Just bought a Whisper Aquarium Pump for aerating my wort pre-fermentation. It is a very simple device that I plug in and, with the appropriate size hose, gives off plenty of oxygen to make the wort nice a bubbly (and who doesn’t like a nice bubbly wort before pitching?). I have one question for anyone who also uses this device?
1. How long should I let the pump aerate the wort for?
I have been using 60-90 seconds of O2 from a red bottle, with your pump is it just pumping in air? Is there an online filter (having heard people use them to aerate wort that way.) No experience with your pump, but just a thing or 2 to think about
IIRC it takes 30-60 minutes to get to 8ppm with an aquarium pump. Denny and others have more recent experience with this so are probably better guides. Most recent advice I heard was to pay more attention to properly aerating your starter and then just pitch a crap-ton of healthy yeast. If the yeast doesn’t need to bud 5 times then wort oxygen probably isn’t as important.

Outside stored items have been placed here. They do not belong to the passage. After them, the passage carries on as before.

Issue #601, opened 2026-02-17
Lost recovery after restore-session when invoice payment failed in settled-hold-invoice state


Catrya:
If an order reaches the `settled-hold-invoice` status but the Lightning payment to the buyer invoice fails, Mostro sends an `add-invoice` action request so the user can provide a new invoice.

However, if the user performs a `restore-session` at this point, Mostro only returns the order with status `settled-hold-invoice`, does not resend the `add-invoice` action or any signal indicating that the previous payment attempt failed.

Because of this, the app has no way to know that:
- the invoice payment failed, and
- the buyer must provide a new invoice.

As a result, the order appears as successfully settled, while in reality the buyer has not been paid and has no way to receive their sats anymore.

arkanoider:
@mostronator can you propose a fix for this? 😄

BraCR10:
Hello team! How is this issue going? Can I work on this one, or is someone already working on it?

BraCR10:
> Hello [@BraCR10](https://github.com/BraCR10), Have you already taken this issue? Thank you

Hi @codaMW, feel free to suggest a solution

grunch:
@codaMW this is a good one if you want to work on it

arkanoider:
> ### Example: Restore-Session Response Format
> Here is an example of how the restore-session response should look **before** and **after** the fix.
> 
> #### Before (Current Behavior) — Buyer Loses Context
> {
>   "version": 1,
>   "request_id": 42,
>   "action": "RestoreSession",
>   "content": {
>     "orders": [
>       {
>         "id": "order-uuid-123",
>         "status": "settled-hold-invoice",
>         "amount": 100000,
>         "fiat_amount": 50,
>         "fiat_code": "USD",
>         "payment_method": "bank transfer",
>         "premium": 0,
>         "buyer_pubkey": "npub1buyer...",
>         "seller_pubkey": "npub1seller..."
>       }
>     ]
>   }
> }
> **Problem:** The buyer sees `status: settled-hold-invoice` and assumes the trade completed successfully. They have no indication that the Lightning payment failed and that they must provide a new invoice.
> 
> #### After (Fixed Behavior) — Buyer Informed of Retry Need
> {
>   "version": 1,
>   "request_id": 42,
>   "action": "RestoreSession",
>   "content": {
>     "orders": [
>       {
>         "id": "order-uuid-123",
>         "status": "settled-hold-invoice",
>         "amount": 100000,
>         "fiat_amount": 50,
[...]

PR #754, opened 2026-05-28
fix(restore-session): re-send AddInvoice for failed payments on session restore

codaMW:
## Problem

When a Lightning payment fails after a hold invoice is settled, Mostro sets `failed_payment = true` on the order and sends the buyer an `Action::AddInvoice` message asking them to provide a new invoice. This works correctly on first attempt.

However, if the buyer disconnects before responding and later performs a `restore-session` to recover their pending orders, Mostro returned the order list correctly but **never re-sent the `AddInvoice` message**. The buyer could see the order in `settled-hold-invoice` status but had no prompt to act on it and no way to know a new invoice was required. The order would be permanently stuck.

This is a real money-at-risk bug: the seller's hold invoice has already been settled, the buyer's sats are allocated, but the payment cannot complete because the buyer has no invoice to submit.

## Root Cause

The `restore-session` handler (`src/app/restore_session.rs`) only sends back the list of active orders and disputes. It had no logic to detect orders requiring active buyer participation, specifically orders in `settled-hold-invoice` status with `failed_payment = true`, and re-trigger the necessary prompt.

The original `AddInvoice` message is ephemeral (in-memory queue). Once the buyer disconnects it is gone. `restore-session` was the only reconnect mechanism and it did not reconcile this gap.

## Fix

After `send_restore_session_response` sends the order list back to the user, a reconciliation step is added:

1. Call `find_failed_payment_for_master_key`  a new targeted SQL query that fetches only orders where `failed_payment = true AND status = 'settled-hold-invoice' AND master_buyer_pubkey = ?` for the reconnecting user
2. For each matching order, re-enqueue `Action::AddInvoice` to the buyer

The fix is intentionally minimal:

- Zero changes to the existing restore flow, its function signatures, or the spawn/pool threading
- Only adds code **after** the existing response is already sent
- Falls through silently if no failed orders exist (the common case)
- Uses `get_db_pool()` which references the same underlying pool as the rest of the daemon

## Safety

The existing payment safety model is completely unchanged. Atomic state transitions and serial scheduler execution already prevent double payments even if `AddInvoice` is sent multiple times. This fix only adds a notification. It does not touch any payment state.

## Manual Testing

Tested on a local regtest stack: **bitcoind v25 + LND v0.18.5 + nostr-rs-relay + Mostro daemon (this branch) + mostro-cli**.

**Steps:**

1. Started all services locally (bitcoind regtest, LND funded with 10 BTC, local Nostr relay on port 7777, Mostro daemon)
2. Created a sell order via mostro-cli
3. Manually set the order to the failure state in Mostro's SQLite DB:

```sql
UPDATE orders
SET status = 'settled-hold-invoice',
    failed_payment = 1,
    master_buyer_pubkey = '<test_pubkey>',
    buyer_pubkey = '<test_pubkey>'
WHERE id = '<order_id>';
```

4. Ran `restore-session` via mostro-cli as the buyer identity
5. Observed Mostro daemon logs

**Daemon logs confirming the fix works:**

```
INFO mostrod::app::restore_session: Starting background restore session for master key: 3dccb248...
INFO mostrod::db: Background restore session completed with 2 orders, 0 disputes
INFO mostrod::app::restore_session: Restore session response sent to user 3dccb248...
INFO mostrod::app::restore_session: Re-sent AddInvoice for order e8d334b3-4d74-4d59-bd7e-957e3ee35ad0 on restore-session (failed payment)
INFO mostrod::util: Sending message ... "action":"add-invoice" ... to 3dccb248...
```

**Verified existing restore-session is unaffected:** A normal pending order restored correctly with no regression.

**CLI note:** The CLI showed `Received response with mismatched action. Expected: RestoreSession, Got: AddInvoice`. The AddInvoice arrived correctly at the client but the CLI does not currently handle receiving AddInvoice interleaved with a restore-session response. This is a pre-existing CLI-side limitation tracked separately in mostro-cli#170, not introduced by this PR.

## Files Changed

- `src/app/restore_session.rs` Added `master_key` parameter threading and AddInvoice re-send logic after restore response
- `src/db.rs` Added `find_failed_payment_for_master_key` helper function with three unit tests

## Unit Tests Added

Three tests for `find_failed_payment_for_master_key` in `src/db.rs`:

- `test_find_failed_payment_for_master_key_returns_matching`  correct order is found
- `test_find_failed_payment_for_master_key_ignores_different_key` other users' orders not returned
- `test_find_failed_payment_for_master_key_ignores_non_failed` orders with `failed_payment = false` not returned

All 330+ existing tests continue to pass.

## Pull Request Checklist

- [x] Manually tested the fix on a local regtest stack
- [x] Verified existing restore-session flow is unaffected
- [x] Unit tests added for the new DB function
- [x] Build clean, clippy clean, fmt clean
- [x] GPG signed commit

Disclosure: I consulted Claude to understand the codebase structure but the solution, testing, and verification were done by myself.

## Summary by CodeRabbit

* **Bug Fixes**
  * Session restoration now detects orders with failed payments, logs lookup errors or missing buyer keys, and re-enqueues their invoices in FIFO order (skipping invalid orders).
* **New Features**
  * Added DB lookup and queue routing to locate and retry failed-payment orders tied to a restoring account; preserves response/order ordering.
* **Tests**
  * Added tests for detecting and filtering failed-payment orders during restoration.

### DIFF
--- a/src/app/restore_session.rs
+++ b/src/app/restore_session.rs
@@ -1,5 +1,7 @@
 use crate::app::context::AppContext;
-use crate::{db::RestoreSessionManager, util::enqueue_restore_session_msg};
+use crate::config::settings::get_db_pool;
+use crate::db::{find_failed_payment_for_master_key, RestoreSessionManager};
+use crate::util::{enqueue_order_msg_on_restore_queue, enqueue_restore_session_msg};
 use mostro_core::prelude::*;
 use nostr_sdk::prelude::*;
 
@@ -42,14 +44,18 @@ pub async fn restore_session_action(
 
     // Start a background task to handle the results
     tokio::spawn(async move {
-        handle_restore_session_results(manager, trade_key).await;
+        handle_restore_session_results(manager, trade_key, master_key).await;
     });
 
     Ok(())
 }
 
 /// Handle restore session results in the background
-async fn handle_restore_session_results(mut manager: RestoreSessionManager, trade_key: String) {
+async fn handle_restore_session_results(
+    mut manager: RestoreSessionManager,
+    trade_key: String,
+    master_key: String,
+) {
     // Wait for the result with a timeout
     let timeout = tokio::time::Duration::from_secs(60 * 60); // 1 hour timeout
 
@@ -58,6 +64,7 @@ async fn handle_restore_session_results(mut manager: RestoreSessionManager, trad
             // Send the restore session response
             if let Err(e) = send_restore_session_response(
                 &trade_key,
+                &master_key,
                 result.restore_orders,
                 result.restore_disputes,
             )
@@ -82,6 +89,7 @@ async fn handle_restore_session_results(mut manager: RestoreSessionManager, trad
 /// Send restore session response to the user
 async fn send_restore_session_response(
     trade_key: &str,
+    master_key: &str,
     orders: Vec<RestoredOrdersInfo>,
     disputes: Vec<RestoredDisputesInfo>,
 ) -> Result<(), MostroError> {
@@ -101,6 +109,58 @@ async fn send_restore_session_response(
 
     // No key in the log line (AGENTS.md: scrub Nostr keys from logs).
     tracing::info!("Restore session response sent to user");
+
+    // Re-send AddInvoice for any orders stuck in settled-hold-invoice with a failed payment.
+    // Uses get_db_pool() since pool is not available in this function's scope.
+    //
+    // `find_failed_payment_for_master_key` filters on `master_buyer_pubkey =
+    // master_key`, so every order returned belongs to this restoring user as
+    // the BUYER. The correct AddInvoice recipient is therefore the order's
+    // own buyer trade key (`order.buyer_pubkey` / get_buyer_pubkey()) — the
+    // key the client actually listens on for order DMs. Sending to the
+    // master/identity key instead would (a) never reach the client, since
+    // order messages are only delivered to trade keys, and (b) publish the
+    // identity key as a gift-wrap recipient on Nostr, linking it to this
+    // order and breaking trade-key unlinkability.
+    let pool = get_db_pool();
+    match find_failed_payment_for_master_key(&pool, master_key).await {
+        Ok(failed_orders) => {
+            for order in failed_orders {
+                let buyer_trade_pubkey = match order.get_buyer_pubkey() {
+                    Ok(pk) => pk,
+                    Err(_) => {
+                        tracing::warn!(
+                            "Order {} has no valid buyer_pubkey (trade key); skipping AddInvoice re-send",
+                            order.id
+                        );
+                        continue;
+                    }
+                };
+                // Route through the restore-session queue so this AddInvoice
+                // is sent AFTER the restore-session response (same queue =
+                // FIFO), not before it.
+                enqueue_order_msg_on_restore_queue(
+                    Some(order.id),
+                    Action::AddInvoice,
+                    Some(Payload::Order(SmallOrder::from(order.clone()))),
+                    buyer_trade_pubkey,
+                    order.trade_index_buyer,
+                )
+                .await;
+                // No key in the log line (AGENTS.md: scrub Nostr keys from logs).
+                tracing::info!(
+                    "Re-sent AddInvoice for order {} to buyer trade key (failed payment)",
+                    order.id
+                );
+            }
+        }
+        Err(e) => {
+            tracing::error!(
+                "Failed to query failed payments during restore-session: {}",
+                e
+            );
+        }
+    }
 
     Ok(())
 }
@@ -191,11 +251,11 @@ mod tests {
 
         let manager = RestoreSessionManager::new();
         manager
-            .start_restore_session(pool.clone(), master_key)
+            .start_restore_session(pool.clone(), master_key.clone())
             .await
             .unwrap();
 
-        handle_restore_session_results(manager, trade_key).await;
+        handle_restore_session_results(manager, trade_key, master_key).await;
 
         let queued = queued_restore_msgs_for(&trade_pubkey).await;
         assert_eq!(queued.len(), 1);
@@ -214,20 +274,25 @@ mod tests {
 
         let manager = RestoreSessionManager::new();
         manager
-            .start_restore_session(pool.clone(), master_key)
+            .start_restore_session(pool.clone(), master_key.clone())
             .await
             .unwrap();
 
         // Must not panic; the send failure is logged and swallowed
-        handle_restore_session_results(manager, "not-a-hex-key".to_string()).await;
+        handle_restore_session_results(manager, "not-a-hex-key".to_string(), master_key).await;
     }
 
     #[tokio::test]
     async fn send_restore_session_response_queues_message_for_valid_key() {
         let trade_pubkey = Keys::generate().public_key();
 
-        let result =
-            send_restore_session_response(&trade_pubkey.to_string(), Vec::new(), Vec::new()).await;
+        let result = send_restore_session_response(
+            &trade_pubkey.to_string(),
+            &Keys::generate().public_key().to_string(),
+            Vec::new(),
+            Vec::new(),
+        )
+        .await;
 
         assert!(result.is_ok());
         let queued = queued_restore_msgs_for(&trade_pubkey).await;
@@ -240,7 +305,9 @@ mod tests {
 
     #[tokio::test]
     async fn send_restore_session_response_rejects_invalid_key() {
-        let result = send_restore_session_response("invalid-key", Vec::new(), Vec::new()).await;
+        let master_key = Keys::generate().public_key().to_string();
+        let result =
+            send_restore_session_response("invalid-key", &master_key, Vec::new(), Vec::new()).await;
 
         assert!(matches!(
             result,
--- a/src/app/restore_session.rs
+++ b/src/app/restore_session.rs
@@ -1,9 +1,9 @@
 use crate::app::context::AppContext;
-use crate::config::settings::get_db_pool;
 use crate::db::{find_failed_payment_for_master_key, RestoreSessionManager};
 use crate::util::{enqueue_order_msg_on_restore_queue, enqueue_restore_session_msg};
 use mostro_core::prelude::*;
 use nostr_sdk::prelude::*;
+use sqlx::SqlitePool;
 
 /// Handle restore session action
 /// This function starts a background task to process the restore session
@@ -43,8 +43,9 @@ pub async fn restore_session_action(
         .await?;
 
     // Start a background task to handle the results
+    let pool_for_results = pool.clone();
     tokio::spawn(async move {
-        handle_restore_session_results(manager, trade_key, master_key).await;
+        handle_restore_session_results(pool_for_results, manager, trade_key, master_key).await;
     });
 
     Ok(())
@@ -52,6 +53,7 @@ pub async fn restore_session_action(
 
 /// Handle restore session results in the background
 async fn handle_restore_session_results(
+    pool: SqlitePool,
     mut manager: RestoreSessionManager,
     trade_key: String,
     master_key: String,
@@ -63,6 +65,7 @@ async fn handle_restore_session_results(
         Ok(Some(result)) => {
             // Send the restore session response
             if let Err(e) = send_restore_session_response(
+                &pool,
                 &trade_key,
                 &master_key,
                 result.restore_orders,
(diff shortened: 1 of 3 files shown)


codaMW:
Noted. This is a valid future optimization. Deferring to a separate PR to keep this fix minimal and focused. The order volume in current Mostro deployments does not warrant the index at this time.

Catrya (changes requested):
Hi @codaMW Please check what mostroneitor is asking for, it's the reason why when you try to restore an order, the clients can't even display it because it's not receiving anything in the expected pubkey.

codaMW:
Fixed in ddce729.

The root cause was in `send_restore_session_response` , the `AddInvoice` re-send loop called `order.get_buyer_pubkey()` which returns the session/trade key stored on the order at the time of the original failed payment. If the buyer rotated keys, switched devices, or restored from seed, that pubkey is stale and the DM is never seen.

The fix parses `master_key` (the pubkey that just performed restore-session) into a `PublicKey` once before the loop and uses it as the delivery destination. The stored `buyer_pubkey` is still checked for observability a warning is logged when missing but delivery always goes to the reconnecting identity.

**Tested on live stack:** seeded order with `failed_payment=1` and deliberately different `master_buyer_pubkey` vs `buyer_pubkey`. Sent restore-session, daemon logged:

codaMW:
Hi @Catrya, addressed in ddce729.

`AddInvoice` was being sent to `order.get_buyer_pubkey()` , the session key from when the payment first failed rather than to the identity currently performing restore-session. The fix delivers to `master_key` (the reconnecting identity) instead, which is correct regardless of whether the buyer rotated keys or switched devices.

Tested on a live stack with deliberately mismatched `master_buyer_pubkey` vs `buyer_pubkey` to confirm the DM reaches the restoring identity. Full evidence in the comment above.

Please let me know if there is anything else to address, thank you.

codaMW:
Thank you  for the thorough re-review. Glad the revised delivery logic addresses the concern  anchoring on the restoring identity rather than the stored session key is the right contract for this flow.

Catrya:
It still needs changes. 
 AddInvoice is delivered to the buyer's master/identity key, which is incorrect.
  
  On restore-session the re-sent AddInvoice is addressed to the master_buyer_pubkey instead of the trade key This is wrong :
  1. The client does not listen for order messages on the identity key — they're delivered to trade keys — so the
  prompt never reaches the user.
  2. It publishes the user's identity key on Nostr as the gift-wrap recipient. The identity key must never be exposed   this way it links the identity to the order and breaks the privacy model.

  It should be sent to the order's trade key.

  Additionally, the AddInvoice is enqueued/sent before the restore-session response; it should be sent after it.

Look at this logs:
master byer pub key: `988feb29057bd8a359ff157854c19f71668d9d5b2c4ffb8efa5e2b85b9de5cd`
buyer trade key: `47e243038cdb0f1d368c6e7b54a5e67c7c473a16f46bbbb4f9af063ae863c8cb`
order to add invoice: `a9d0030b-ead1-4dd0-92f6-ea34620e7019`

```
2026-06-10T22:04:50.058587Z  INFO mostrod::db: Background restore session completed with 7 orders, 0 disputes
2026-06-10T22:04:50.058731Z  INFO mostrod::app::restore_session: Restore session response sent to user 47e243038cdb0f1d368c6e7b54a5e67c7c473a16f46bbbb4f9af063ae863c8cb
2026-06-10T22:04:50.059514Z  INFO mostrod::app::restore_session: Re-sent AddInvoice for order a9d0030b-ead1-4dd0-92f6-ea34620e7019 to restoring identity 0988feb29057bd8a359ff157854c19f71668d9d5b2c4ffb8efa5e2b85b9de5cd (failed payment)
2026-06-10T22:04:50.103304Z  INFO mostrod::util: sender key 00000018c1ae3147f9010b5d768ec2b121acf1a67f238be8e2bdd7c1f9eef705 - receiver key 0988feb29057bd8a359ff157854c19f71668d9d5b2c4ffb8efa5e2b85b9de5cd
2026-06-10T22:04:50.113331Z  INFO mostrod::util: Sending message, Event ID: c6d4ab110aae935931ef14533acedca480fd6ebc3be06773adf86d0adc1b8cd9 to 0988feb29057bd8a359ff157854c19f71668d9d5b2c4ffb8efa5e2b85b9de5cd with payload: "{\"order\":{\"version\":1,\"request_id\":null,\"trade_index\":null,\"id\":\"a9d0030b-ead1-4dd0-92f6-ea34620e7019\",\"action\":\"add-invoice\",\"payload\":{\"order\":{\"id\":\"a9d0030b-ead1-4dd0-92f6-ea34620e7019\",\"kind\":\"sell\",\"status\":\"settled-hold-invoice\",\"amount\":552,\"fiat_code\":\"ARS\",\"min_amount\":null,\"max_amount\":null,\"fiat_amount\":500,\"payment_method\":\"eg\",\"premium\":-2,\"buyer_trade_pubkey\":\"1bf985fad1e60f5058cf34c940a3b0baae16de4acdce59f84c00c4d443048b42\",\"seller_trade_pubkey\":\"8ca1d469d6efbddccd96f5aef2353f85800b5c00fbc6817bf0efee7935556d21\",\"buyer_invoice\":\"lnbc5490n1p4znkjxpp5fuz74p3pz9a03dz3k536uq3qa2ldfmg2e7s6kvsaxxajgmce23eqdqdf3s5x6rfwdcxzcqzzsxqyz5vqsp54g9ak8kx5lrur58yz6fez0pvtqcqew2p6wrdr8pav4mgxn3y7ucs9qxpqysgqzx544sskwlmgdyej2nz5gecrfkc48h5lru8dlhrmz7z8nt99xz29vhn6w0kduazta4dqa0apf6n89uwy7jf6xzxjwzv4rvf345umrqqqgte8cc\",\"created_at\":1781127711,\"expires_at\":1781199711}}}}"
2026-06-10T22:04:50.313145Z  INFO mostrod::util: sender key 00000018c1ae3147f9010b5d768ec2b121acf1a67f238be8e2bdd7c1f9eef705 - receiver key 47e243038cdb0f1d368c6e7b54a5e67c7c473a16f46bbbb4f9af063ae863c8cb
2026-06-10T22:04:50.320196Z  INFO mostrod::util: Sending message, Event ID: 0efcca63fa3444f0987dea82af5fd83b232c1164b3460c543a095bb141e959ca to 47e243038cdb0f1d368c6e7b54a5e67c7c473a16f46bbbb4f9af063ae863c8cb with payload: "{\"restore\":{\"version\":1,\"request_id\":null,\"trade_index\":null,\"action\":\"restore-session\",\"payload\":{\"restore_data\":{\"orders\":[{\"order_id\":\"0255a032-9c4a-4d38-a05c-1d59159c3f0d\",\"trade_index\":75,\"status\":\"pending\"},{\"order_id\":\"2e2b18ad-97de-45b7-9472-0e5fd1aeea92\",\"trade_index\":78,\"status\":\"fiat-sent\"},{\"order_id\":\"a9d0030b-ead1-4dd0-92f6-ea34620e7019\",\"trade_index\":79,\"status\":\"settled-hold-invoice\"},{\"order_id\":\"3e40a8dd-8c98-49c9-9c86-4de28a0626c3\",\"trade_index\":72,\"status\":\"pending\"},{\"order_id\":\"8e03f9ae-97b6-4d1a-b96d-0186e865c44a\",\"trade_index\":73,\"status\":\"pending\"},{\"order_id\":\"f40c5577-991c-44c6-be34-3e1fce90f17d\",\"trade_index\":74,\"status\":\"pending\"},{\"order_id\":\"b9f5f631-d739-47d4-a234-daf0161da415\",\"trade_index\":76,\"status\":\"pending\"}],\"disputes\":[]}}}}"
```

Please test the PR after making the changes, keeping this in mind:
- Verify that you are not exposing any master key.
- I suggest using the mobile client for testing:
   1. Complete a trade until the buyer's invoice fails (if you are in regtest mode, you can use an invoice from a disconnected node, or pay the invoice from another node before Mostro attempts it). 
   2. After you see the message from Mostro asking for a new invoice for that order, do not submit it. 
   3. Instead, go to Account and refresh your user account. 
   4. Then return to My Trades and check the order status. 
   5. You should be receiving the correct message that you need to submit a new invoice.

codaMW:
Hi @Catrya, both issues you raised are fixed and pushed.

1. AddInvoice now goes to the order's buyer trade key, not the master/identity key. find_failed_payment_for_master_key filters on master_buyer_pubkey = master_key, so every returned order has this user as buyer, which makes order.get_buyer_pubkey() (the buyer trade key) the correct recipient. The identity key is no longer exposed as a gift-wrap recipient for order DMs.

2. AddInvoice is now sent after the restore-session response. The two messages go through separate queues and the scheduler drains queue_order_msg before queue_restore_session_msg every tick, so an AddInvoice on the order queue always went out first. I added a small helper that routes the restored AddInvoice through the restore-session queue, so FIFO guarantees the restore list is sent first, then the AddInvoice.

CodeRabbit also caught a related issue I fixed in a follow-up commit: the restored AddInvoice was dropping trade_index_buyer (it was building the message with trade_index = None, unlike the normal AddInvoice flow). It now preserves it so the wire shape matches a normal AddInvoice.

Verified on regtest with a seeded failed-payment order (deliberately different master_buyer_pubkey vs buyer_pubkey). Daemon logs confirm the send order and recipients:

restore-session -> 3dccb248... (master)   sent first
add-invoice     -> bcf63ff9... (buyer trade key, trade_index=3)   sent ~270ms later

builds clean, fmt + clippy clean, restore_session test passes, commits GPG-signed.

I verified the daemon behavior via CLI since it shows the exact recipients/ordering deterministically.

codaMW:
Hi @Catrya, I tested on the mobile client as you suggested. Summary: the daemon fix works correctly, and I've pinpointed why the prompt still doesn't show on mobile, it's the client-side restore behavior tracked in mobile#586, not this PR.

Daemon side (this PR) verified:
No master key is exposed. Across repeated restore cycles the daemon sends, in order:
1. restore-session response to the master/identity key (correct that's the restoring identity)
2. add-invoice to the buyer trade key only (873a76cd...), after the restore response, with trade_index preserved
The identity key never appears as a gift-wrap recipient for the order DM.

Mobile side the phone receives it correctly but skips it:
Using a buy order seeded to settled-hold-invoice + failed_payment=1 (bond disabled for the test), I triggered restore from Account. The phone's logs show it decrypts and receives the add-invoice:

  Received DM ... "action":"add-invoice" ... order e4da4124 ... buyer_trade_pubkey 873a76cd...

but immediately logs:

  Skipping old message processing during restore: add-invoice

So the client saves the message but does not render the Pay/Add-Invoice prompt instead it shows the older released state ("...has released the Sats... paying sats"). This is exactly the behavior described in mobile#586: during restore the client intentionally ignores gift-wrap messages and rebuilds state only from the restore-session payload.

What this means:
The daemon now does its part it actively re-sends a fresh AddInvoice during restore (not a stale historical gift-wrap). But the mobile client's "ignore messages during restore" logic can't distinguish this fresh prompt from a historical one and discards it. So the two issues interlock: this PR closes the daemon gap in #601; mobile#586 is the remaining client-side half.

Daemon checks: builds clean, fmt + clippy clean, restore_session test passes, commits GPG-signed. Happy to pick up mobile#586 next to close the full loop if that's useful.

codaMW:
Rebased onto current main, it had gone stale against #835 (Nostr-key log scrubbing). Squashed the iterative review-fix commits into one clean commit in the process. The only conflict was the restore-session log lines: resolved by keeping #835's scrubbing and applying the same rule to the new AddInvoice log line (order id only, no pubkey logged). Both points from your earlier review remain addressed AddInvoice goes to the buyer's trade key (never the master/identity key), sent after the restore-session response, with trade_index_buyer preserved. Green on build / test (1050 passed) / clippy / fmt. Ready for re-review when you have a moment.

codaMW:
@Catrya  merged current main to clear the conflict (it was in src/db.rs, where my find_failed_payment_for_master_key tests landed in the same region as the #803 coverage work and the in-flight-payout tests). Resolved by keeping both test sets my function and its 4 tests are intact alongside main's find_failed_payment / claim_order_payout tests. Full suite green (1217 passed), clippy + fmt clean, GPG-signed.

The delivery logic from your earlier review is unchanged: AddInvoice goes to the buyer's trade key (never the master/identity key), after the restore-session response, with trade_index_buyer preserved. Ready for re-review when you have a moment.

Catrya (commented):
Hi @codaMW , thanks for the work you’ve done on this PR. However, we’ve decided that we’re not going to continue with this solution.

Instead, to make things even simpler, we’re going to add an option in the clients to always add a new invoice whenever the order is in the `settled-hold-invoice` status. So there’s no longer a need for Mostro to send the `add-invoice` action.

I’ll also close the issue.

I use pure O2 so my time is less than 100 secs. With air the good news is you can’t overdo it. The bad news is I don’t have any good advice for where “good enough” is.
Good point. I also assumed a 500 micron stone. Everything I have read suggests that without a stone most of the oxygen simply escapes out the top and does not get into solution.
It has many tiny holes in it that create many tiny bubbles that get absorbed by the wort, thus oxygenating it.
Without tiny bubbles, you’re just passing air through the wort with minimal pick up.
Aeration is still important. There’s a lot of discussion on other threads about stir plates and the degree to which they do or do not provide oxygen to the yeast. Regardless, they are not providing oxygen to the wort, only to the starter (if at all).
If you read the voluminous threads on the “Shaken Not Stirred” method, it’s recommended there that you pitch your starter at high kraesun (I can never spell that right). I think this minimizes the need to oxygenate your wort, but does not eliminate it. Anyway, I haven’t changed my starter practice so I don’t know the details of SNS.
I’ve found that even with a good SNS starter you probably need to aerate to some degree. I recently had a couple of brews not attenuate as well as they have in the past. The main difference was that I forgot to use my mix-stir to aerate before pitching the starter. The beers were still fine, just less predictable in terms of expected attenuation.
YMMV here as well depending on how you transfer wort from your kettle to your fermentor. My transfer process involves very little splashing and thus probably not much aeration. Other people’s transfer procedures may introduce enough oxygen that it should all work out.
I’ll second all that. At least with my setup, it’s pretty obvious when the wort is getting close to saturation - for a few minutes, almost no bubbles make it to the surface, but at around 10 min it’s climbing out of the bucket.
It doesn’t have to be stainless; I use the cheap plastic ones from the pet shop and just throw them out every couple batches. The important thing is that it can be sanitized.